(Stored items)
··········

PR #3166, opened 2021-05-06
Introducing Oppiabot configure file

anandwana001:
## Checklist


anandwana001:
@vojtechjelinek @gp201 PTAL

.github/workflows/oppiabot.yml
```diff
@@ -0,0 +1,21 @@
+# Contains jobs corresponding to Oppiabot.
+
+name: Oppiabot
+
+on:
+  pull_request_target:
+    branches:
+      - develop
```
gp201, line 8: On what branches should the CLA check be enabled?

gp201 (approved):
left a comment. LGTM

.github/workflows/oppiabot.yml
anandwana001: As we need CLA (Oppiabot) for all the Pull request to take action, how should we mention the branch?
Also, will it work for fork branches as well?

gp201: When you mention "develop" here: https://github.com/oppia/oppia-android/blob/f8a5a936c8d9adf8f1ada6227362d223b3cb5604/.github/workflows/oppiabot.yml#L5-L8

It means that the CLA Check will run on any PR that has the develop branch as its base.
Do we need the check to run on all branches?
And could you rephrase "Also, will it work for fork branches as well?"?? I'm not able to understand?

anandwana001: This yml file is using secrets, which PRs from fork might not have access, so will the CLA works as we required?

gp201: Yes, the PR's from a fork will be able to access the secrets since it runs on the event. `pull_request_target`. ([Source](https://docs.github.com/en/actions/reference/events-that-trigger-workflows#pull_request_target)).

If you have doubts regarding the security please read the doc I had shared.

gp201 (changes requested):
Adding myself as blocking so @vojtechjelinek can work with Sean to set the secret up once this is reviewed.

.github/workflows/oppiabot.yml
```diff
@@ -0,0 +1,21 @@
...
+
+jobs:
+  oppiabot:
+    runs-on: ubuntu-latest
+    steps:
+      - uses: actions/checkout@v2
+      - name: CLA Check
+        uses: oppia/oppiabot@1.2.0
+        env:
+          SHEETS_TOKEN: ${{ secrets.SHEETS_TOKEN }}
```
BenHenning, line 18: I don't think this is going to work. We can't use secrets like this for forks since they will be exposable to users.

gp201:
@BenHenning PTAL

.github/workflows/oppiabot.yml
```diff
@@ -0,0 +1,21 @@
...
+          SHEETS_CRED: ${{ secrets.SHEETS_CRED }}
+          GITHUB_TOKEN: ${{ secrets.GITHUB_TOKEN }}
+          SPREADSHEET_ID: ${{ secrets.SPREADSHEET_ID }}
```
gp201:
```suggestion
        uses: oppia/oppiabot@1.3.0
        with:
          repo-token: ${{secrets.GITHUB_TOKEN}}
        env:
          SHEETS_TOKEN: ${{ secrets.SHEETS_TOKEN }}
          SHEETS_CRED: ${{ secrets.SHEETS_CRED }}
          SPREADSHEET_ID: ${{ secrets.SPREADSHEET_ID }}
```

Oppiabot made a new release with some changes to CLA Check Github Action

gp201:
@anandwana001 left a change

.github/workflows/oppiabot.yml
BenHenning, line 20: Please follow up with me regarding which secrets need to be added & what their values are, otherwise this will fail when checked in.

BenHenning (approved):
Thanks @anandwana001. This LGTM given it's using pull_request_target. Please follow up with me regarding the secrets before checking this in.

Also, please follow up with me with examples for both fork & non-fork PRs to validate that the check is working (we should have an example for both contributor & non-contributor, fork & non-fork).

.github/workflows/oppiabot.yml
anandwana001: Done

.github/workflows/oppiabot.yml
anandwana001: @gp201 Could you follow up here?
> which secrets need to be added & what their values are, otherwise this will fail when checked in.

gp201: Secrets can be added at the organization level and the repository level. I'm not sure what approach is being taken currently. We have to consult @vojtechjelinek for the secrets.

vojtechjelinek: Since we share the CLA sheet between web and Android I think we can add this on org. level. So @seanlip should be able to add those.

BenHenning: We actually have a lot of repos under the org now. It would probably better to keep these repo level to restrict access. 

@seanlip do you have any thoughts on this?

gp201: @BenHenning Just an FYI, We have to give permission for the GitHub action to run on a repo in [this file](https://github.com/oppia/oppiabot/blob/65f1717d62f4f3358db40909e3c4228398ee14c1/constants.js#L61) in oppiabot.

BenHenning: Also, shouldn’t we be passing these values into the action rather than setting them as environment variables? While the env context is limited to this script, it seems a bit more secure to pass the secrets directly to the action like we are for the github token.

seanlip: > We actually have a lot of repos under the org now. It would probably better to keep these repo level to restrict access.
> @seanlip do you have any thoughts on this?

Would it be possible to explain more why having an org-level secret results in additional access issues -- who can access it and how would they do so? Do forks have access to org-based actions but not repo-based actions?

vinitamurthi (approved):

.github/workflows/oppiabot.yml
seanlip: Hi -- I had a quick chat with @BenHenning on this and I think the core concern is about secrets for one repo in the org being leaked by another repo accidentally through careless handling.

I think this makes sense, we don't know what future repos we may create and what our policies on those would be. So let's go with repo-level for now.

gp201: > Also, shouldn’t we be passing these values into the action rather than setting them as environment variables? While the env context is limited to this script, it seems a bit more secure to pass the secrets directly to the action like we are for the github token.

@BenHenning 
I could add this as an issue on Github and make the change in a later PR so that it will change in the next release. I don't think it would make much of a difference, but it's always better to have it.

seanlip:
Just a heads-up -- secrets have been added. How do we test that things are working correctly?

.github/workflows/oppiabot.yml
BenHenning: @gp201 I'm fine with that. Can you please link to that issue here?

BenHenning (commented):
Generally LGTM, but waiting for the open thread to get wrapped up before approving.

BenHenning (changes requested):
Hmm, flipping back to 'request changes' per previous comment. I'm also interested in seeing this tested before merging it into develop.

gp201:
Steps to test the GitHub action in the Oppia-Android repository.

1. Create a new branch in the Oppia-Andoird repo for testing the action
2. Change the branch `develop` to the new branch created. https://github.com/oppia/oppia-android/blob/c497bb3429c45705f016f6191d746dedae674d6b/.github/workflows/oppiabot.yml#L7-L8
3. Merge the PR to the **NEW** branch.
4. Make a PR to the **NEW** branch
5. The GitHub action should run.

This has already been performed in the Oppia repository.
PR that was used for testing: https://github.com/oppia/oppia/pull/13136
To test this please close and re-open the PR.

.github/workflows/oppiabot.yml
gp201: @BenHenning The issue: https://github.com/oppia/oppiabot/issues/275

gp201:
@BenHenning PTAL

BenHenning:
Thanks for the instructions @gp201 they were really helpful! Per #3438 & #3439 it appears that Oppiabot is working correctly. Going ahead and approving this.

BenHenning (approved):
Thanks @anandwana001. LGTM.

PR #3249, opened 2021-05-25
[RunAllTests] Fix #3217, part of #2923: migrate flexbox dependency to pull from Google's Maven repository instead of JCenter/bintray

BenHenning:
Fix #3217.
Fix part of #2923.

## Explanation
This updates the Bazel & Gradle builds to use the new version & group ID for flexbox-layout so that the build pulls the dependency from Google Maven instead of JCenter/Bintray (per https://github.com/google/flexbox-layout/issues/566#issuecomment-844630491). While Bintray is promising long-term hosting for dependencies, it's immutable which means new versions can't be received. Beyond that, we've had reliability issues with our JCenter/Bintray dependencies. This removes one JCenter/Bintray dependency.

This should have no side effects with the current project since 3.0.0 is meant to be identical with 2.0.1. I'll be using CI & a manual verification of the APK (to ensure the walkthrough experience, our only screen that uses flexbox layout, works correctly) for validity checking.

PR #3259, opened 2021-05-27
[RunAllTests] Fix #2923: Remove direct bintray/jcenter dependence

### LINKED ISSUE #2923: Move project off of jcenter
See https://jfrog.com/blog/into-the-sunset-bintray-jcenter-gocenter-and-chartcenter/. JCenter is turning down over the next 12 months. Most, if not all, of our packages should be available on other Maven repositories. This issue is tracking updating both Gradle & Bazel to:
1. Remove our bintray/jcenter repository references
2. Investigating all missing dependencies to find alternate repositories
3. Updating Gradle/Bazel to use the new repositories in place of JCenter
4. Ensure that the app builds with both Gradle & Bazel

BenHenning:
Fix #2923 

## Explanation
This PR removes dependence on JCenter/Bintray given the service is now frozen & can no longer receive updated dependencies (and will likely be turned down at some point). This required effectively no work on the Bazel side since it seems Bazel builds already didn't depend on JCenter as of #3249.

Our CircularImageview dependency was the only one exclusively available on JCenter, but we fortunately already had an Oppia-specific fork of it that, with a few updates, became jitpack compatible. Interestingly, we also had a bunch of other dependencies coming from JCenter that could easily be replaced with Maven Central. This will likely improve build reliability since JCenter has had some service issues over the past few months.

### DIFF
--- a/WORKSPACE
+++ b/WORKSPACE
@@ -116,7 +116,7 @@ google_services_workspace_dependencies()
 
 git_repository(
     name = "circularimageview",
-    commit = "8a65ba42b3fee21b5e19ca5c8690185f7c60f65d",
+    commit = "35d08ba88a4a22e6e9ac96bdc5a68be27b55d09f",
     remote = "https://github.com/oppia/CircularImageview",
 )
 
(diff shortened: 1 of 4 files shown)


BenHenning:
Needed to retrigger the build since it was hanging on identifying Bazel targets again.

The re-run requires a second re-run of Gradle tests since it hit a known Gradle test flake.

rt4914 (approved):
LGTM, thanks.

fsharpasharp (approved):
LGTM!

··········

Return, word for word, every line from the top of the entries down to the line that holds "And could you", both included.

[RESULT OF THIS TASK]
PR #3166, opened 2021-05-06
Introducing Oppiabot configure file

anandwana001:
## Checklist


anandwana001:
@vojtechjelinek @gp201 PTAL

.github/workflows/oppiabot.yml
```diff
@@ -0,0 +1,21 @@
+# Contains jobs corresponding to Oppiabot.
+
+name: Oppiabot
+
+on:
+  pull_request_target:
+    branches:
+      - develop
```
gp201, line 8: On what branches should the CLA check be enabled?

gp201 (approved):
left a comment. LGTM

.github/workflows/oppiabot.yml
anandwana001: As we need CLA (Oppiabot) for all the Pull request to take action, how should we mention the branch?
Also, will it work for fork branches as well?

gp201: When you mention "develop" here: https://github.com/oppia/oppia-android/blob/f8a5a936c8d9adf8f1ada6227362d223b3cb5604/.github/workflows/oppiabot.yml#L5-L8

It means that the CLA Check will run on any PR that has the develop branch as its base.
Do we need the check to run on all branches?
And could you rephrase "Also, will it work for fork branches as well?"?? I'm not able to understand?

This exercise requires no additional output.